Starting at the top of the listing below, copy each line exactly, stopping after the line that contains "See the spec".

= Beginning of Section =

PR #1080, opened 2023-01-02
Count specificity properly for various pseudo classes with exceptional rules

patrikwlund:
# Types of Changes

## Prerequisites

## Contribution Type

NOTE: It's breaking in the sense that selector priorities change to fit the spec. If that's not considered breaking, then please consider it a bug fix.

## Description

Specificity calculations are incomplete when using certain pseudo classes.
- `:has()`
- `:matches()`
- `:not()`
- `:nth-child()`
- `:nth-last-child()`

They all incorrectly count as 1 CLASS in weight when they should actually contribute the weight of their most specific inner selector to the total specificity. Additionally, while the `nth-child` classes should count themselves as 1 CLASS in addition to the contained selector, the others should only count their contained selector.

Example: `foo:matches(.bar, #bar)`
Expected: `1 0 1` (one ID, one TAG)
AngleSharp: `0 1 1` (one CLASS, one TAG)

See the spec about specificity here: [[spec]](https://w3c.github.io/csswg-drafts/selectors/#specificity-rules)

Related to this, the following were missing entirely. I was unsure if it was okay to add them in the same PR, but it's easy enough to just cut them out if desired:
- `:is()` (same as `:matches()` [[spec]](https://w3c.github.io/csswg-drafts/selectors/#matches-pseudo) )
- `:where()` (same as `:matches()` but with 0 contributed specificity)

### DIFF
--- a/src/AngleSharp.Core.Tests/Css/CssSelector.cs
+++ b/src/AngleSharp.Core.Tests/Css/CssSelector.cs
@@ -655,13 +655,14 @@ namespace AngleSharp.Core.Tests.Css
             Assert.AreEqual("first", result[0].Id);
         }
 
-        [Test]
-        public void MatchesWithTwoElements()
+        [TestCase("is")]
+        [TestCase("matches")]
+        public void MatchesWithTwoElements(string variant)
         {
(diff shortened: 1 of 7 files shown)


FlorianRappl (approved):
This looks great to me - thanks for your contribution!

PR #1085, opened 2023-01-18
Fix StackOverflowException in StyleExtensions.GetStyleSheets()

### LINKED ISSUE #1084: StackOverflowException when accessing the StyleSheets property
# Description
If you have a sufficiently deep DOM, accessing the `StyleSheets` property on a parsed document causes a StackOverflowException to be thrown by AngleSharp. 

After some investigation I found that this is because the method `StyleExtensions.GetStyleSheets()` uses the program stack to iterate the DOM in a recursive way.

## Background
Our application running in IIS somtimes see StackOverflowExceptions when sanitizing HTML documents. We use [HtmlSanitizer](https://github.com/mganss/HtmlSanitizer) which uses AngleSharp to parse the document. This [issue](https://github.com/mganss/HtmlSanitizer/issues/417) is the same as we are having and there was a similar issue in HtmlSanitizer, which is now fixed. However, we still get StackOverflowException from AngleSharp. 

When we get a StackOverflowException, the entire app crash and needs to be restarted by IIS.

When an application is running in IIS it has a relatively small stack size compared to if you are running a console application (256KB for 32bit app and 512KB for 64bit app). Hence the demo application below tries to replicate the "IIS environment".

## Steps to reproduce:

Using this sample application with a relatively low stack size similar to what an application running in IIS gets by default. Create a new solution with this code, add AngleSharp (v1.0.1) and AngleSharp.Css (v.0.17.0) Nuget packages. Build and run the application and observe it throws StackOverflowException in `StyleExtensions.GetStyleSheets()`.

```c#
using AngleSharp;
using AngleSharp.Html.Parser;

var thread = new Thread(() =>
{
    var beginTags = String.Join("", Enumerable.Repeat("<div>", 10000));
    var endTags = String.Join("", Enumerable.Repeat("</div>", 10000));
    var html = $"<html><head><style></style></head><body>{beginTags}<style></style>{endTags}</body></html>";

    var context = BrowsingContext.New(Configuration.Default.WithCss());
    var document = context.GetService<IHtmlParser>()!.ParseDocument(html);

    var sheets = document.StyleSheets;
    Console.WriteLine(sheets.Length);
}, 512 * 1024);

thread.Start();
thread.Join();
```

## Possible solution
While we could try to mess with stack sizes in our application, create new threads and similar - a better solution would be if AngleSharp did not throw an exception in the first place. 

A way to achieve this is to use a stack on the heap instead of the program stack when iterating the DOM. I am currently working on a pull request with this change.

bjornri:
## Contribution Type

## Description

Refer to issue https://github.com/AngleSharp/AngleSharp/issues/1084. Reimplemented `StyleExtensions.GetStyleSheets()` to use a stack on the heap instead of the program stack to avoid stack overflow exceptions. I have kept the original depth-first ordering of the return value.

I did make a unit test, but because AngleSharp.Css is not available here I believe I need to mock the styling service and return a dummy object to be able to assert something. To keep the execution time low I created a thread with a small stack size. Using the main thread gave an execution time of 3 seconds or so on "my machine" because we need a very deep DOM. Using a 64KB stack made the unit test run in just 85ms (also on "my machine").

### DIFF
--- a/src/AngleSharp.Core.Tests/Css/StyleExtensions.cs
+++ b/src/AngleSharp.Core.Tests/Css/StyleExtensions.cs
@@ -1,0 +1,90 @@
+namespace AngleSharp.Core.Tests.Css
+{
+    using System;
+    using System.IO;
+    using System.Linq;
+    using System.Threading;
+    using System.Threading.Tasks;
+    using AngleSharp.Css;
+    using AngleSharp.Css.Dom;
+    using AngleSharp.Html.Parser;
+    using AngleSharp.Io;
+    using Dom;
+    using Mocks;
+    using NUnit.Framework;
+    using Text;
+
+    public class StylesheetExtensions
+    {
+        [Test]
+        public void TestStyleSheetsDoesNotThrowStackOverflowException()
+        {
+            var thread = new Thread( () =>
+            {
+                var beginTags = String.Join("", Enumerable.Repeat("<div>", 1000));
+                var endTags = String.Join("", Enumerable.Repeat("</div>", 1000));
+                var html = $"<html><head><style></style></head><body>{beginTags}<span><style></style></span>{endTags}</body></html>";
+
+                var stylingService = new MockStylingService();
+                var context = BrowsingContext.New(Configuration.Default.WithOnly<IStylingService>(stylingService));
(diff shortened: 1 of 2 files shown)


FlorianRappl (approved):
LGTM!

= End of Section =

▶ [ANSWER SPACE]
PR #1080, opened 2023-01-02
Count specificity properly for various pseudo classes with exceptional rules

patrikwlund:
# Types of Changes

## Prerequisites

## Contribution Type

NOTE: It's breaking in the sense that selector priorities change to fit the spec. If that's not considered breaking, then please consider it a bug fix.

## Description

Specificity calculations are incomplete when using certain pseudo classes.
- `:has()`
- `:matches()`
- `:not()`
- `:nth-child()`
- `:nth-last-child()`

They all incorrectly count as 1 CLASS in weight when they should actually contribute the weight of their most specific inner selector to the total specificity. Additionally, while the `nth-child` classes should count themselves as 1 CLASS in addition to the contained selector, the others should only count their contained selector.

Example: `foo:matches(.bar, #bar)`
Expected: `1 0 1` (one ID, one TAG)
AngleSharp: `0 1 1` (one CLASS, one TAG)

See the spec about specificity here: [[spec]](https://w3c.github.io/csswg-drafts/selectors/#specificity-rules)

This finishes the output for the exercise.